[Start of Attachment]

PR #1171, opened 2023-12-12
Add alternate accounts to the user model

jchristgit:
Introduce a way to store alternate accounts on the user, and add the `PATCH /bot/users/<id:str>/alts` endpoint, which allows updating the user's alt accounts to the alt accounts in the request..


ChrisLovering (approved):

pydis_site/apps/api/tests/test_users.py
```diff
@@ -199,13 +200,15 @@ def test_multiple_users_patch(self):
         url = reverse("api:bot:user-bulk-patch")
         data = [
             {
+                "alts": [],
```
ChrisLovering: Does this imply that setting this field is required when creating/updating? We probably don't want this, as it would mean we need to update all the places in bot that does this to also set it to `[]`.

We probably want it default to `[]`, and have a test to make sure it works if this field isn't passed in the body

ChrisLovering (changes requested):

pydis_site/apps/api/serializers.py
```diff
@@ -679,7 +679,9 @@ class Meta:
         """Metadata defined for the Django REST Framework."""
 
         model = User
-        fields = ('id', 'name', 'discriminator', 'roles', 'in_guild')
+        fields = ('id', 'name', 'discriminator', 'roles', 'in_guild', 'alts')
+        # This should be edited on a separate endpoint only
+        frozen_fields = ('alts',)
```
MarkKoz: Why are we making this design decision over allowing direct updates on the existing users endpoint?

ChrisLovering: As a client the bot would need to fetch the user, edit the list of alts, then send back the updated list to site.

Since that's not an atomic change, we could lose data if two actions were preformed on the same user at the same time.

This approach means that each action is preformed atomically by site

pydis_site/apps/api/tests/test_users.py
ChrisLovering: This isn't the case, I read wrong.

ChrisLovering (approved):

pydis_site/apps/api/models/bot/user.py
```diff
@@ -86,3 +92,34 @@ def username(self) -> str:
         For usability in read-only fields such as Django Admin.
         """
         return str(self)
+
+class UserAltRelationship(ModelReprMixin, models.Model):
```
ChrisLovering: I missed something from the original requirements when first reviewing this PR, only realised when starting to do the bot side.

We want an context text field here, along with an actor, date created and date edited.

`context` is required when marking two users as alts. This is so that mods can give proof as to _why_ they this the two users are alts.
`actor` is the api_user who created the relationship
`date_created` is insertion date
`date_edited` is when the reason what changed

This does also add a bit more complexity...as we likely want a way to edit this reason too. So both the ability to edit relationships & editing relations can be skipped for this PR, and added in the future if needed. Since if you really want to edit, you can delete and re-add

I'll start on the bot side impl of this anyway, since it's mostly going to be the same from the bot's side

ChrisLovering (changes requested):

pydis_site/apps/api/viewsets/bot/user.py
```diff
@@ -284,6 +317,48 @@ def bulk_patch(self, request: Request) -> Response:
 
         return Response(serializer.data, status=status.HTTP_200_OK)
 
+    @action(detail=True, methods=['POST'], name="Add alternate account",
+            url_name='alts', url_path='alts')
+    def add_alt(self, request: Request, pk: str) -> Response:
```
ChrisLovering, line 372: This should also error if the two users are already marked as alts

pydis_site/apps/api/viewsets/bot/user.py
```diff
@@ -284,6 +317,48 @@ def bulk_patch(self, request: Request) -> Response:
...
+            raise ParseError(detail={"non_field_errors": ["Request body should be an integer"]})
+        try:
+            alt = user.alts.get(id=request.data)
+        except ObjectDoesNotExist:
+            raise ParseError(detail={
+                'non_field_errors': ["Specified account is not a known alternate account of this user"]
+            })
+
+        user.alts.remove(alt)
+        return Response('', status=status.HTTP_204_NO_CONTENT)
```
ChrisLovering:
```suggestion
        return Response(status=status.HTTP_204_NO_CONTENT)
```
The empty string here seemed to make aiohttp sad when consuming this response. Removing this seemed to solve it.

ChrisLovering (changes requested):

pydis_site/apps/api/serializers.py
MarkKoz: Can we not support a partial update? We only need to update the alts field, not the entire user.

jchristgit: Strictly speaking this line doesn't do anything at all, because from my
testing DRF already doesn't allow editing the field over the regular
patch endpoint - it just ignores whatever you give it. The
`frozen_fields` therefore serve more of a documentary purpose than
actually changing anything. I haven't found a way to enable this in
DRF...

pydis_site/apps/api/models/bot/user.py
jchristgit: I've implemented this, unfortunately we lose the symmetrical aspect of the `ManyToManyField` then:

https://docs.djangoproject.com/en/5.0/topics/db/models/#intermediary-manytomany

> For a model which has a many-to-many relationship to itself through an intermediary model, two foreign keys to the same model are permitted, **but they will be treated as the two (different) sides of the many-to-many relationship**. If there are more than two foreign keys though, you must also specify through_fields as above, or a validation error will be raised.

I've changed this such that our code (manually) adds records in both directions in a transaction, which should keep our database consistent. The only downside is that we are sort-of duplicating data. I am open to suggestions on other solutions for this.

Deletes are symmetrical automatically, I added tests to verify this works as expected for both additions and deletions in both ways.

pydis_site/apps/api/viewsets/bot/user.py
jchristgit: Added (see `test_adding_existing_alt_twice_via_{source,target}` test cases)

pydis_site/apps/api/viewsets/bot/user.py
jchristgit: Strange. I removed it.

pydis_site/apps/api/models/bot/user.py
jchristgit: Oh, also note that the field names are not what you asked exactly because I've reused our existing model timestamp mixin. So you want to look at `created_at` and `updated_at` instead.

pydis_site/apps/api/models/bot/user.py
```diff
@@ -86,3 +93,45 @@ def username(self) -> str:
...
+        help_text="The target of this user to alternate account relationship",
+    )
+    context = models.TextField(
+        help_text="The reason for why this account was associated as an alt.",
+        max_length=1900
+    )
+    actor = models.ForeignKey(
+        User,
+        on_delete=models.CASCADE,
+        related_name='alts_marked',
```
jchristgit: Do we need this? I originally added it, but re-reading I think that some form of "look at all the alts I found!" may not be the most interesting feature.

pydis_site/apps/api/models/bot/user.py
jchristgit: > So both the ability to edit relationships **& editing relations** can be skipped for this PR

Just to make sure I understand this properly, don't we only want to be able to change the `context` of a relationship, nothing else?

ChrisLovering: Yea, that correct, clients should only be able to update the context, doing so will also update the updated_at field.

pydis_site/apps/api/models/bot/user.py
ChrisLovering: What does this do? Allow us to find all the alts that have been assigned by a single user?

Doesn't seem like we need it right now, but could be useful to have

jchristgit: Removed it

ChrisLovering (approved):

pydis_site/apps/api/serializers.py
```diff
@@ -683,6 +715,26 @@ def create(self, validated_data: dict) -> User:
...
+class UserWithAltsSerializer(FrozenFieldsMixin, UserSerializer):
+    """A class providing (de-)serialization of `User` instances, expanding their alternate accounts."""
+
+    alts = SerializerMethodField()
+
+    class Meta:
+        """Metadata defined for the Django REST Framework."""
+
+        model = User
+        fields = ('id', 'name', 'discriminator', 'roles', 'in_guild', 'alts')
```
jb3: Do we not need to include the display name field here?

jb3 (changes requested):
All looks good, only thing I've noticed is we store user display name but it looks missing from a lot of this.

It looks like the missing serialisation here was already present but maybe it should be added in now?

jb3:
Oh just noticed the PR age, the serialisation _might_ be present in main then.

pydis_site/apps/api/serializers.py
jchristgit: Yes, we do. This wasn't a thing when I opened the PR. I included it now.

jchristgit:
Migrations are merged, `display_name` was added, please re-review.

jb3 (approved):

jb3 (changes requested):
I may misunderstand Django migrations and this may be a non-issue, but do we need to update the dependencies of the 0093_user_alts migration to instead depend on 0095_user_display_name (which should be the most recent migration)

ChrisLovering (approved):

jchristgit:
@jb3 
> I may misunderstand Django migrations and this may be a non-issue, but do we need to update the dependencies of the 0093_user_alts migration to instead depend on 0095_user_display_name (which should be the most recent migration)

We do not. The merged migration takes care of resolving conflicts.

jb3 (approved):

[End of Attachment]

How to complete this task:
Write the listing out again, exactly as it reads.

Exercise result:
PR #1171, opened 2023-12-12
Add alternate accounts to the user model

jchristgit:
Introduce a way to store alternate accounts on the user, and add the `PATCH /bot/users/<id:str>/alts` endpoint, which allows updating the user's alt accounts to the alt accounts in the request..


ChrisLovering (approved):

pydis_site/apps/api/tests/test_users.py
```diff
@@ -199,13 +200,15 @@ def test_multiple_users_patch(self):
         url = reverse("api:bot:user-bulk-patch")
         data = [
             {
+                "alts": [],
```
ChrisLovering: Does this imply that setting this field is required when creating/updating? We probably don't want this, as it would mean we need to update all the places in bot that does this to also set it to `[]`.

We probably want it default to `[]`, and have a test to make sure it works if this field isn't passed in the body

ChrisLovering (changes requested):

pydis_site/apps/api/serializers.py
```diff
@@ -679,7 +679,9 @@ class Meta:
         """Metadata defined for the Django REST Framework."""
 
         model = User
-        fields = ('id', 'name', 'discriminator', 'roles', 'in_guild')
+        fields = ('id', 'name', 'discriminator', 'roles', 'in_guild', 'alts')
+        # This should be edited on a separate endpoint only
+        frozen_fields = ('alts',)
```
MarkKoz: Why are we making this design decision over allowing direct updates on the existing users endpoint?

ChrisLovering: As a client the bot would need to fetch the user, edit the list of alts, then send back the updated list to site.

Since that's not an atomic change, we could lose data if two actions were preformed on the same user at the same time.

This approach means that each action is preformed atomically by site

pydis_site/apps/api/tests/test_users.py
ChrisLovering: This isn't the case, I read wrong.

ChrisLovering (approved):

pydis_site/apps/api/models/bot/user.py
```diff
@@ -86,3 +92,34 @@ def username(self) -> str:
         For usability in read-only fields such as Django Admin.
         """
         return str(self)
+
+class UserAltRelationship(ModelReprMixin, models.Model):
```
ChrisLovering: I missed something from the original requirements when first reviewing this PR, only realised when starting to do the bot side.

We want an context text field here, along with an actor, date created and date edited.

`context` is required when marking two users as alts. This is so that mods can give proof as to _why_ they this the two users are alts.
`actor` is the api_user who created the relationship
`date_created` is insertion date
`date_edited` is when the reason what changed

This does also add a bit more complexity...as we likely want a way to edit this reason too. So both the ability to edit relationships & editing relations can be skipped for this PR, and added in the future if needed. Since if you really want to edit, you can delete and re-add

I'll start on the bot side impl of this anyway, since it's mostly going to be the same from the bot's side

ChrisLovering (changes requested):

pydis_site/apps/api/viewsets/bot/user.py
```diff
@@ -284,6 +317,48 @@ def bulk_patch(self, request: Request) -> Response:
 
         return Response(serializer.data, status=status.HTTP_200_OK)
 
+    @action(detail=True, methods=['POST'], name="Add alternate account",
+            url_name='alts', url_path='alts')
+    def add_alt(self, request: Request, pk: str) -> Response:
```
ChrisLovering, line 372: This should also error if the two users are already marked as alts

pydis_site/apps/api/viewsets/bot/user.py
```diff
@@ -284,6 +317,48 @@ def bulk_patch(self, request: Request) -> Response:
...
+            raise ParseError(detail={"non_field_errors": ["Request body should be an integer"]})
+        try:
+            alt = user.alts.get(id=request.data)
+        except ObjectDoesNotExist:
+            raise ParseError(detail={
+                'non_field_errors': ["Specified account is not a known alternate account of this user"]
+            })
+
+        user.alts.remove(alt)
+        return Response('', status=status.HTTP_204_NO_CONTENT)
```
ChrisLovering:
```suggestion
        return Response(status=status.HTTP_204_NO_CONTENT)
```
The empty string here seemed to make aiohttp sad when consuming this response. Removing this seemed to solve it.

ChrisLovering (changes requested):

pydis_site/apps/api/serializers.py
MarkKoz: Can we not support a partial update? We only need to update the alts field, not the entire user.

jchristgit: Strictly speaking this line doesn't do anything at all, because from my
testing DRF already doesn't allow editing the field over the regular
patch endpoint - it just ignores whatever you give it. The
`frozen_fields` therefore serve more of a documentary purpose than
actually changing anything. I haven't found a way to enable this in
DRF...

pydis_site/apps/api/models/bot/user.py
jchristgit: I've implemented this, unfortunately we lose the symmetrical aspect of the `ManyToManyField` then:

https://docs.djangoproject.com/en/5.0/topics/db/models/#intermediary-manytomany

> For a model which has a many-to-many relationship to itself through an intermediary model, two foreign keys to the same model are permitted, **but they will be treated as the two (different) sides of the many-to-many relationship**. If there are more than two foreign keys though, you must also specify through_fields as above, or a validation error will be raised.

I've changed this such that our code (manually) adds records in both directions in a transaction, which should keep our database consistent. The only downside is that we are sort-of duplicating data. I am open to suggestions on other solutions for this.

Deletes are symmetrical automatically, I added tests to verify this works as expected for both additions and deletions in both ways.

pydis_site/apps/api/viewsets/bot/user.py
jchristgit: Added (see `test_adding_existing_alt_twice_via_{source,target}` test cases)

pydis_site/apps/api/viewsets/bot/user.py
jchristgit: Strange. I removed it.

pydis_site/apps/api/models/bot/user.py
jchristgit: Oh, also note that the field names are not what you asked exactly because I've reused our existing model timestamp mixin. So you want to look at `created_at` and `updated_at` instead.

pydis_site/apps/api/models/bot/user.py
```diff
@@ -86,3 +93,45 @@ def username(self) -> str:
...
+        help_text="The target of this user to alternate account relationship",
+    )
+    context = models.TextField(
+        help_text="The reason for why this account was associated as an alt.",
+        max_length=1900
+    )
+    actor = models.ForeignKey(
+        User,
+        on_delete=models.CASCADE,
+        related_name='alts_marked',
```
jchristgit: Do we need this? I originally added it, but re-reading I think that some form of "look at all the alts I found!" may not be the most interesting feature.

pydis_site/apps/api/models/bot/user.py
jchristgit: > So both the ability to edit relationships **& editing relations** can be skipped for this PR

Just to make sure I understand this properly, don't we only want to be able to change the `context` of a relationship, nothing else?

ChrisLovering: Yea, that correct, clients should only be able to update the context, doing so will also update the updated_at field.

pydis_site/apps/api/models/bot/user.py
ChrisLovering: What does this do? Allow us to find all the alts that have been assigned by a single user?

Doesn't seem like we need it right now, but could be useful to have

jchristgit: Removed it

ChrisLovering (approved):

pydis_site/apps/api/serializers.py
```diff
@@ -683,6 +715,26 @@ def create(self, validated_data: dict) -> User:
...
+class UserWithAltsSerializer(FrozenFieldsMixin, UserSerializer):
+    """A class providing (de-)serialization of `User` instances, expanding their alternate accounts."""
+
+    alts = SerializerMethodField()
+
+    class Meta:
+        """Metadata defined for the Django REST Framework."""
+
+        model = User
+        fields = ('id', 'name', 'discriminator', 'roles', 'in_guild', 'alts')
```
jb3: Do we not need to include the display name field here?

jb3 (changes requested):
All looks good, only thing I've noticed is we store user display name but it looks missing from a lot of this.

It looks like the missing serialisation here was already present but maybe it should be added in now?

jb3:
Oh just noticed the PR age, the serialisation _might_ be present in main then.

pydis_site/apps/api/serializers.py
jchristgit: Yes, we do. This wasn't a thing when I opened the PR. I included it now.

jchristgit:
Migrations are merged, `display_name` was added, please re-review.

jb3 (approved):

jb3 (changes requested):
I may misunderstand Django migrations and this may be a non-issue, but do we need to update the dependencies of the 0093_user_alts migration to instead depend on 0095_user_display_name (which should be the most recent migration)

ChrisLovering (approved):

jchristgit:
@jb3 
> I may misunderstand Django migrations and this may be a non-issue, but do we need to update the dependencies of the 0093_user_alts migration to instead depend on 0095_user_display_name (which should be the most recent migration)

We do not. The merged migration takes care of resolving conflicts.

jb3 (approved):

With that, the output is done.